Prompt> Each line that has the string "format" must be copied from the records below.

━━ Exercise data

PR #617, opened 2021-12-14
[newrelic-logging] allow metadata env vars

### LINKED ISSUE #613: [newrelic-logging] Allow additionalEnvVars that use valueFrom
At present it's possible to provide `additionalEnvVars` to set [environment variables][1] on the Fluent Bit container. However, these can only be provided as value strings. There's no provision to allow an [EnvVarSource][2]. For example, we would like to pass in the pod name as an environment variable to make use of in the FluentBit configuration file:

```
additionalEnvVars:
- name: K8S_POD_NAME
  valueFrom:
    fieldRef:
      fieldPath: metadata.name
```

The root of this appears to be [this code in the chart][3] that iterates over `additionalEnvVars` and explicitly looks for the "value" field and uses it to create a new object with a name and a value field.
```
{{- range .Values.fluentBit.additionalEnvVariables }}
- name: {{ .name }}
  value: {{ .value }}
{{- end }}
```
If this instead passed through the environment items unmodified (or explicitly passed through the valuesFrom field) this would enable setting such metadata-derived environment variables.

I want to use the pod name in the Fluent Bit configuration, specifically to set it as a label on metrics emitted by the prometheus remote write plugin. Since every pod has a different name, I can't set this via a static environment variable. It needs to be derived from the metadata.

I want the chart to pass through each item in `additionalEnvVars` directly.

A hard-coded environment variable set to the pod name would also solve my immediate problem, but it wouldn't be very general.

**Additional context**

See also https://github.com/newrelic/helm-charts/issues/81 which would benefit from such a change.

[1]: https://kubernetes.io/docs/reference/generated/kubernetes-api/v1.23/#envvar-v1-core
[2]: https://kubernetes.io/docs/reference/generated/kubernetes-api/v1.23/#envvarsource-v1-core
[3]: https://github.com/newrelic/helm-charts/blob/334ce7ae4e9753acea9e35c5b923a6795cea262e/charts/newrelic-logging/templates/daemonset.yaml#L87-L90

annettejanewilson:
Problem: [Issue #613][1]. We cannot use `valueFrom` in
`additionalEnvVariables` to add metadata like the pod id as an
environment variable. The code only passes through the `name` and
`value` fields, not `valueFrom`.

Solution: Don't destructure the additionalEnvVariables list at all. Just
emit the whole thing in place.

#### Is this a new chart

No.

Allows the use of `valueFrom` in `additionalEnvVars` provided to Fluent Bit containers.

* fixes #613 

#### Checklist
- [x] Chart Version bumped

### DIFF
--- a/charts/newrelic-logging/Chart.yaml
+++ b/charts/newrelic-logging/Chart.yaml
@@ -1,7 +1,7 @@
 apiVersion: v2
 description: A Helm chart to deploy New Relic Kubernetes Logging as a DaemonSet, supporting both Linux and Windows nodes and containers
 name: newrelic-logging
-version: 1.11.4
+version: 1.11.5
 appVersion: 1.14.0
 home: https://github.com/newrelic/kubernetes-logging
 icon: https://newrelic.com/assets/newrelic/source/NewRelic-logo-square.svg
--- a/charts/newrelic-logging/templates/_helpers.tpl
+++ b/charts/newrelic-logging/templates/_helpers.tpl
@@ -172,3 +172,16 @@ Returns if the template should render, it checks if the required values are set.
 {{- $customSecretKey := include "newrelic-logging.customSecretKey" . -}}
 {{- and (or $licenseKey (and $customSecretName $customSecretKey))}}
 {{- end -}}
+
+{{/*
+If additionalEnvVariables is set, renames to extraEnv. Returns extraEnv.
+*/}}
+{{- define "newrelic-logging.extraEnv" -}}
+{{- if .Values.fluentBit }}
+  {{- if .Values.fluentBit.additionalEnvVariables }}
+    {{- toYaml .Values.fluentBit.additionalEnvVariables -}}
+  {{- else if .Values.fluentBit.extraEnv }}
+    {{- toYaml .Values.fluentBit.extraEnv  -}}
+  {{- end -}}
+{{- end -}}
+{{- end -}}
--- a/charts/newrelic-logging/templates/daemonset-windows.yaml
+++ b/charts/newrelic-logging/templates/daemonset-windows.yaml
@@ -91,10 +91,7 @@ spec:
               value: {{ $.Values.fluentBit.k8sLoggingExclude | quote }}
             - name: LOW_DATA_MODE
               value: {{ include "newrelic-logging.lowDataMode" $ | default "false" | quote }}
-            {{- range $.Values.fluentBit.additionalEnvVariables }}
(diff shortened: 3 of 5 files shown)


roobre:
Hey @annettejanewilson,
Thanks for your contribution!
My current understanding is that this would break compatibility with users who already have the extra env vars specified in the old format, and such a breakage would require a major version bump and approval from @newrelic/logging.

Alternatively it could be possible to write a helper to "shim" the old list format to the new one (which I agree is better).

annettejanewilson:
Hi. It's not clear to me how this breaks backwards compatibility. Could you give an example of something that currently works but that would be broken by this change?

annettejanewilson:
Specifically, without this change, `additionalEnvVariables` must be an array of objects, each with a `name` field and a `value` field. Each such entry is copied into `env` in the container spec. Such an array would still be entirely valid after the change. The only difference (as far as I intend) is that this _also_ allows you to opt to provide a `valueFrom` field instead of a `value` field, with it working in the obvious way. I don't think this stops anything from working.

roobre:
Hey @annettejanewilson,

You are totally right here, I definitely misread the change somehow!

I'll ping @newrelic/logging for approval here :)

achupryn:
Hello NR team, do you have any news regarding that feature request?

we also need that functionality to add env vars from k8s secrets (credentials for additional output) - https://kubernetes.io/docs/concepts/configuration/secret/#using-secrets-as-environment-variables 

Thanks

roobre:
This would be for @newrelic/logging to prioritize.
We would recommend to use the recently-released common library, as it makes very easy to do this: https://github.com/newrelic/helm-charts/blob/master/library/common-library/DEVELOPERS.md

kang-makes:
In the latest changes we made during the last month we named this `env` and `envFrom`. Here are a couple of examples:
 - https://github.com/newrelic/nri-kubernetes/blob/main/charts/newrelic-infrastructure/values.yaml#L88-L95
 - https://github.com/newrelic/newrelic-k8s-metrics-adapter/blob/main/charts/newrelic-k8s-metrics-adapter/values.yaml#L95-L102
 
The reviewer may want to keep consistency through all the charts :)

jdearana-nr:
Hi @annettejanewilson, please, see @jsubirat suggestion to "_Could you at least extend the aforementioned commented example in values.yml? Thank you very much._"

danybmx (approved):
Thanks for taking care of this @annettejanewilson, @luckslovez!

PR #570, opened 2021-11-04
[newrelic-logging] Allow configuration of kubernetes filter Buffer_Size param

Voziv:
#### What this PR does / why we need it:

We were experiencing the error `[2021/11/04 13:49:51] [ warn] [http_client] cannot increase buffer: current=32000 requested=64768 max=32000` on our newrelic logging pods.

Increasing the buffersize on the kubernetes filter to 64k solved this issue.

I've added a helm chart value for configuring this setting.

#### Which issue this PR fixes
*(optional, in `fixes #<issue number>(, fixes #<issue_number>, ...)` format, will close that issue when PR gets merged)*
  - fixes #

#### Checklist
[Place an '[x]' (no spaces) in all applicable fields. Please remove unrelated fields.]
- [x] Chart Version bumped
- [x] Variables are documented in the README.md
- [x] Title of the PR starts with chart name (e.g. `[mychartname]`)

PR #621, opened 2021-12-15
[newrelic-logging] Configurable Kubernetes filter HTTP buffer size

rlees85:
# Allow Kubernetes filter http buffer size to be configured since many pod templates now exceed 32k.

#### Is this a new chart
No

Allow Kubernetes filter http buffer size to be configured since many pod templates now exceed 32k.

Cannot find open issue. Fixes issue where logs are dropped for certain pods that contain a large template. The following is in the newrelic logging agent logs:
```
[2021/11/04 13:49:51] [ warn] [http_client] cannot increase buffer: current=32000 requested=64768 max=32000
```
Fixes the issue without having to maintain an entire custom filters block in Helm values.

#### Checklist
- [x] Chart Version bumped


rlees85:
Related: https://github.com/newrelic/helm-charts/pull/570

rediphone:
Hi there, this would be helpful for me, please could we get this in I have problems with logs that this would resolve - thanks!

rediphone:
Hi guys, sorry to chase but it would be great to get this in - i have an issue which this PR would resolve. if there is a problem please can we discuss what this issue is

thanks very much

rediphone:
any possibility to  progress this please 
@jsubirat
@tejunior

roobre:
Hey there,

Just my two cents here, I think we might benefit to a more flexible solution that allows users to define arbitrary options in the `values.yaml` that get appended to the filters. This should scale better and would not require users to open a PR for each new Fluentbit flag they want to change.

WDYT @newrelic/logging ?

tejunior (approved):

tejunior:
More resources about this issue:
https://github.com/fluent/fluent-bit/issues/2033
https://github.com/fluent/fluent-bit/issues/3112

rlees85:
@roobre I also like this idea, but sadly I don't think that PR will permit it since we are wanting to add settings to an existing (Kubernetes) filter rather than adding new filter blocks. I am not sure if fluentd/fluentbit stacks "same" filter blocks.

PR #623, opened 2021-12-17
newrelic-infrastructure - Charts for new nri-kubernetes architecture

alvarocabanas:
Helm Charts for the new architecture.


charts/newrelic-infrastructure/templates/daemonset-control-plane.yaml
```diff
@@ -0,0 +1,199 @@
...
+      containers:
+        - name: control-plane
+          image: {{ .Values.images.scraper.repository }}:{{ .Values.images.scraper.tag | default .Chart.AppVersion }}
+          imagePullPolicy: {{ .Values.images.scraper.pullPolicy }}
+          securityContext:
+            runAsUser: {{ .Values.runAsUser }}
+            runAsGroup: {{ .Values.runAsGroup }}
+            allowPrivilegeEscalation: false
+            readOnlyRootFilesystem: true
+          env:
```
roobre, line 52: I miss the DNS override env in this line`

roobre (changes requested):
## PARTIAL REVIEW
## TO BE CONTINUED LATER

Looking good overall, I love how a lot of stupid nits have finally been fixed ✨ 

Some things I think we could improve:
- All agent sidecars share a lot of logic. Could we create a helper for them?
- I think it's better to create a new chart rather than replace the old one. This will allow us to select one or the other from `nri-bundle` to allow opt-out or opt-in from the release candidate.
- We could leverage https://github.com/norwoodj/helm-docs to generate the readme
- We are not dropping capabilities by default, which is a good security practice, especially in unprivileged mode
-

charts/newrelic-infrastructure/templates/daemonset-control-plane.yaml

━━━━

Output>
My current understanding is that this would break compatibility with users who already have the extra env vars specified in the old format, and such a breakage would require a major version bump and approval from @newrelic/logging.
Alternatively it could be possible to write a helper to "shim" the old list format to the new one (which I agree is better).
*(optional, in `fixes #<issue number>(, fixes #<issue_number>, ...)` format, will close that issue when PR gets merged)*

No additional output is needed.